I think the Arnold Schwarzenegger adaptation of "The Running Man" has pretty much the same concept, it just wasn't with kids, so yeah it's entirely possible she never saw Battle Royale. 

I only watched The Hunger Games cause I loved Jennifer Lawrence so much in Winter's Bone. It wasn't bad, and it had some good scenes before it started throwing in CGI dog monsters and shit, but from what I hear the plots of the second and third books basically neuter her character into yet another boring Twilight style character that's defined more by her waiting around for her boyfriend than by anything she actually does. Bleh. I might watch it anyway just cause now I love Jennifer Lawrence even more cause of Silver Linings Playbook, though "house at the end of the street" certainly proved that she alone can't make something watchable.


----------



## flint757 (Aug 8, 2013)

wankerness said:


> Well, Battle Royale also had the same plot concept that the kids were killing each other in some weird government-funded spectacle that's watched by millions that will somehow keep the poor people in check. Coincidentally, neither movie really manages to give any ways in which the government's doing this will achieve this goal. Battle Royale at least doesn't treat it too ponderously, even though it makes less sense and doesn't have Jennifer Lawrence in it, so if you're going to watch a movie about kids killing each other for the entertainment of millions I'd say go for Battle Royale.



They spend the second and third book expanding on the government aspect of things. The only part that explained the reason for the event is in the very beginning of the movie where they show a video prior to them pulling the names out of the bowls.



wankerness said:


> I only watched The Hunger Games cause I loved Jennifer Lawrence so much in Winter's Bone. It wasn't bad, and it had some good scenes before it started throwing in CGI dog monsters and shit, but from what I hear the plots of the second and third books basically neuter her character into yet another boring Twilight style character that's defined more by her waiting around for her boyfriend than by anything she actually does. Bleh. I might watch it anyway just cause now I love Jennifer Lawrence even more cause of Silver Linings Playbook, though "house at the end of the street" certainly proved that she alone can't make something watchable.

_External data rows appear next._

Issue #1719, opened 2026-08-13
INFRA-097: trusted provenance for required PR workflows


woojubb:
---
title: 'INFRA-097: trusted provenance for required PR workflows'
status: todo
created: 2026-08-14
priority: high
urgency: soon
area: .github/workflows, repository rulesets, scripts/harness
depends_on: []
---

# INFRA-097: trusted provenance for required PR workflows

## Objective

Required checks triggered by `pull_request` load their workflow YAML from the PR merge revision.
Consequently a PR can modify the workflow control plane that reports its own required context; checking
governance scripts out from the base SHA is defense in depth but does not establish trusted workflow
provenance. Design a repository-level required-workflow boundary whose control plane is trusted while
never executing untrusted PR content with write credentials.

## Plan

- [ ] Verify GitHub event/check attribution and ruleset capabilities for trusted required workflows.
- [ ] Compare required-workflow/ruleset, split `pull_request_target`, and external GitHub App/check-run designs.
- [ ] Specify exact SHA/ref identity, permissions, fork behavior, and branch-protection reconciliation.
- [ ] Add adversarial tests proving a PR cannot replace its own required gate with an unconditional pass.
- [ ] Roll out and validate code, docs-only, fork, retarget, cancellation, and genuine-finding paths.

### 2026-08-14

- Discovered during INFRA-096 Round A: exact-base checkout protects loaded scripts but not the
  `pull_request` workflow YAML itself.
- INFRA-096 records labelled containment because this is pre-existing repository-wide control-plane
  debt; it does not claim to solve workflow provenance.

## Blockers

None. Owner decisions may be required if the chosen design needs live ruleset, GitHub App, or
organization-level required-workflow configuration.

## Test Plan

- Parsed workflow/ruleset fixtures for untrusted self-edit, fork permissions, exact check attribution,
  cancellation, and missing/malformed configuration.
- Live throwaway PR proof that editing the candidate workflow cannot forge the protected context.
- Existing required-check, permission, action-reference, and full harness regressions.

## User Execution Test Scenarios

Not applicable — this is repository-internal CI governance and branch-protection infrastructure, not a
shipped CLI, TUI, browser, application, or public SDK behavior.

woojubb:
Advanced by #1823 — **not closed**, and the remainder is stated below rather than left implied.

### What landed

`scripts/harness/scan-workflow-provenance.mjs`, registered in `pnpm harness:scan`. The guarded set is
[...]

PR #2034, opened 2026-08-22
test(ci): THROWAWAY — red-proof that workflow provenance refuses a self-edit (INFRA-097)

woojubb:
## THROWAWAY — do not merge, do not review. This pull request exists to be REFUSED.

Issue #1719's Test Plan asks for a *"live throwaway PR proof"* that the control plane cannot be edited invisibly. Until PR #2030 merged, the gate's own workflow was not in the guarded set and `workflow provenance` was not a required context, so the experiment was not possible. It is now.

**I will close this without merging as soon as the result is recorded.**

## The prediction, written before any check ran

The single commit adds **three comment lines** to `.github/workflows/ci.yml` — deliberately inert, changing no job, step, condition or trigger.

1. The **`workflow provenance`** check MUST report **failure**.
2. Its log MUST name `.github/workflows/ci.yml` and MUST enumerate the required contexts that edit could move. Predicted list, derived from `.github/required-status-checks.json` at this base:
   - develop: `build`, `quality`, `scans`, `dependency audit`, `commitlint`, `tui-e2e`, `examples-typecheck`, `windows-shell`
   - main: `promotion ancestry`, `main PR source guard`, `promotion closes`, `release-grade verification`
3. The pull request MUST become unmergeable on that context — `workflow provenance` is required on `protect-develop` as of today.
4. The advisory line MUST read `2 of 3 guarded workflow(s) load their definition from the pull request`, naming `ci.yml` and `review-gate.yml` — the gate itself is the third and is NOT self-loading, because it runs on `pull_request_target`.

**A green `workflow provenance` here is a FINDING, not a relief.** It would mean either the gate cannot fail, or my edit never reached the diff the gate reads.

## That second failure mode already happened once, locally

The first local run of `scan-workflow-provenance.mjs --base-ref origin/develop --head-ref HEAD` exited **0** and printed only the advisory. The edit was in the working tree and not committed, so it was absent from `origin/develop...HEAD` — the scan ran correctly against a diff that did not contain the intervention, and reported the answer that means "clean".

After committing, the same command exits **1** with the full context list. Recorded because a no-op experiment and a passing experiment are indistinguishable in the output, and the direction of that silence is always toward reassurance. `ARCH - robota` hit the same shape twenty minutes earlier with a `.replace` that silently did not match, and the fix there is one line: assert the intervention changed something before drawing any conclusion from the result.

## What this proves and what it does not

Proves: the required context **can fail**, on a real pull request, for the reason it exists.

Does not prove: that the control plane is *trusted*. `ci.yml` still loads its definition from the pull request under test. The gate makes a self-edit unmergeable-without-notice; it does not make an edit impossible. That distinction is INFRA-097's own, and it is why the advisory in item 4 is expected rather than a defect.

## Related

- Issue #1719 / INFRA-097 — the item this closes the last step of
- PR #2030 — the change that made the context requireable

### DIFF
--- a/.github/workflows/ci.yml
+++ b/.github/workflows/ci.yml
@@ -1204,3 +1204,6 @@ jobs:
       - name: Skip (no coverable src changes)
         if: steps.detect.outputs.affected != 'true'
         run: echo "No package/app src lines changed — patch coverage is a no-op for this PR."
+
+# INFRA-097 throwaway: a deliberately inert edit, made to prove the `workflow provenance` gate
+# FAILS on a self-edit of the control plane. This branch is never merged.


woojubb:
## Result — three predictions held, the fourth failed, and the failure is the finding

| # | Predicted | Observed |
| --- | --- | --- |
| 1 | `workflow provenance` reports **failure** | **fail**, 10s |
| 2 | Names `ci.yml` and enumerates the 12 contexts the edit could move | exact, all 12, with `(develop)` / `(main)` tags |
| 3 | Pull request becomes unmergeable on that context | `mergeStateStatus: BLOCKED` |
| 4 | Advisory reads `2 of 3`, `::examined:: 3` | **`2 of 2`, `::examined:: 2`** |

So the gate **can fail**, on a real pull request, for the reason it exists. That was the question INFRA-055 exists to ask, and it is now answered by observation rather than by shape.

## Prediction 4 was wrong, and chasing it found a real defect

The gate checked out the wrong tree. From this run's log:

```
[command]/usr/bin/git checkout --progress --force -B main refs/remotes/origin/main
```

It checked out **`main`** — the repository's default branch — not `develop`, which is this pull request's base. The workflow's own comment says:

> The BASE, which is what `pull_request_target` checks out when no ref is named.

That is **not what happened**. `actions/checkout` with no `ref:` resolved to the default branch, and `main` does not contain PR #2030:

| tree | guarded workflows |
| --- | --- |
| `origin/develop` (this PR's base) | `ci.yml`, `review-gate.yml`, `workflow-provenance-gate.yml` |
| `origin/main` (what was checked out) | `ci.yml`, `review-gate.yml` |

`2` versus `3`, exactly as observed.

### Why this is a defect and not a curiosity

`BASE_SHA` is `github.event.pull_request.base.sha`, and the scan is invoked with `--base-ref "${BASE_SHA}"`. So the **diff** is computed against `develop` correctly, while the **registry and the scan code** come from `main`. Diff from the pull request's base, rules from the default branch.

Two consequences, both silent:

1. **A newly-required context is unguarded until the next promotion.** A workflow registered on `develop` is not in the guarded set the gate reads, so editing it passes. That is live right now for `workflow-provenance-gate.yml` itself.
2. **A fix to `scan-workflow-provenance.mjs` does not take effect for `develop` pull requests until it reaches `main`.** The executed code is `main`'s copy.

The security property is unaffected — `main` is not attacker-controlled either — but the gate judges by rules that can lag its base indefinitely, and nothing says so.

### The fix

Pin the checkout to the pull request's actual base: `ref: ${{ github.event.pull_request.base.sha }}`. Still the base, never the head, so it keeps the property the file exists for and makes the comment true. Landing as a follow-up.

## Note on how this surfaced

Only because the expected value was written down before the run. `2 of 2` reads as a perfectly healthy line; nothing about it invites a second look. It was a finding solely because `3` was on record beforehand — the same instrument as asserting a mutation applied before trusting the experiment that follows it.

Closed without merging; the throwaway edit to `.github/workflows/ci.yml` is discarded with the branch.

Not so much in the second, aside from the love interests, but by the third book she spends most of it crying and having a nervous breakdown AND the love interest gets even dumber. They both have their good moments though.


----------



## Rick (Aug 9, 2013)

I would plow Jennifer Lawrence like a Kentucky farm.


----------



## Shakkyl (Aug 9, 2013)

Rick said:


> I would plow Jennifer Lawrence like a Kentucky farm.



I'm from Kentucky, and I can confirm that is pretty hard.


----------



## Xaios (Aug 9, 2013)

I also saw the movie mostly for Jennifer Lawrence. Not only because she's quite attractive, but she was _fantastic_ in Winter's Bone.

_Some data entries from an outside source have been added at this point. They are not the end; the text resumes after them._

PR #1146, opened 2025-05-22
Add base model fields to registered model

pboyd:
## Description
This extends PR #939 to add fields to `RegisteredModel` that will eventually be part of the catalog. If anyone feels these changes should be in #939 instead, let me know and I'll update that PR and close this one.

## How Has This Been Tested?
Registering a model through the API using the new fields.

## Merge criteria:

- [x] All the commits have been [_signed-off_](https://github.com/kubeflow/community/tree/master/dco-signoff-hook#signing-off-commits)  (To pass the `DCO` check)
- [x] The commits have meaningful messages
- [x] Automated tests are provided as part of the PR for major new functionalities; testing instructions have been added in the PR body (for PRs involving changes that are not immediately obvious).
- [x] The developer has manually tested the changes and verified that the changes work.
- [x] Code changes follow the [kubeflow contribution guidelines](https://www.kubeflow.org/docs/about/contributing/).

PR #1193, opened 2025-06-09
fix: allow omitted fields in MLMD types

pboyd:
## Description

The recently added fields to RegisteredModel cause the pod to crash in clusters created without those fields. Allowing omitted fields in MLMD avoids the problem.

The error was:

```
F0609 15:10:31.711149       1 root.go:45] error: error connecting to datastore: error creating MLMD types: error setting up context type kf.RegisteredModel: rpc error: code = AlreadyExists desc = Type already exists with different properties: can_omit_fields is false while stored type has more properties: stored type:
 id: 10
name: "kf.RegisteredModel"
...
```

## How Has This Been Tested?
I upgraded an old cluster with the new code and witnessed the problem. Then I replaced the image after this update and verified that the pod started and model-registry was functional.

## Merge criteria:

### DIFF
--- a/internal/mlmdtypes/mlmdtypes.go
+++ b/internal/mlmdtypes/mlmdtypes.go
@@ -18,6 +18,7 @@ type MLMDTypeNamesConfig struct {
 	InferenceServiceTypeName   string
 	ServeModelTypeName         string
 	CanAddFields               bool
+	CanOmitFields              bool
 }
 
 func NewMLMDTypeNamesConfigFromDefaults() MLMDTypeNamesConfig {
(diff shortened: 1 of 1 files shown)


pboyd:
@tarilabs this is to fix the error I was talking about earlier.

tarilabs (commented):
thanks a lot @pboyd for your proactivity here

there are some test failures, which need be fixing.

I'm not sure I can exactly pin-point to the reason why we need to omit fields... we had used the `CanAddFields` to support adding new properties, but I'm wondering now which fields require the `CanOmitFields`?

pboyd:
Never mind about this. The field `long_description` was added in an early version of #1146 but removed before it was merged. So applying the final list of types to an environment that had the old list caused this error about an omitted field. This was probably isolated to just my dev environments.

I'll follow up with a PR to add a test that migrates from the old list of fields to the new list.

tarilabs:
thanks for being through @pboyd , this is great value to the project 🙏  I appreciated your proactivity even tho we don't have to do code modification at this time.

It's one thing that hasn't really been brought up, but considering how mediocre a lot of aspects of THG movie were, the acting was actually quite good overall. The only actors that I didn't like in it were Woody Harrelson and Don Sutherland.


----------



## MFB (Aug 9, 2013)

wankerness said:


> Well, Battle Royale also had the same plot concept that the kids were killing each other in some weird government-funded spectacle that's watched by millions that will somehow keep the poor people in check. Coincidentally, neither movie really manages to give any ways in which the government's doing this will achieve this goal. Battle Royale at least doesn't treat it too ponderously, even though it makes less sense and doesn't have Jennifer Lawrence in it, so if you're going to watch a movie about kids killing each other for the entertainment of millions I'd say go for Battle Royale.



Uh, no?

Battle Royale's concept of the survival game is that it's population control and no the only ones watching the game as it happens are the one who run it, the general public only see the survivor at the end and generally the parents of the kids are also killed since they get so pissed off at the government agents who are telling them they've been selected that they try to harm them. 

There was a sequel to it but it had very little to do with the first since Shuya isn't in it until the end I believe, and there wasn't even a book to judge by so it's just all totally at the writer's discretion.


----------



## wankerness (Aug 9, 2013)

Where in Battle Royale is there that detail about the parents?

And population control? What in the hell? What's the point of having them go down to the last survivor, who then gets on the news, if it's "population control" and isn't televised? Having 25 kids kill each other every year, that'll sure keep the population in check! Why not just gas a few thousand poor people whenever the population needs controlling or something?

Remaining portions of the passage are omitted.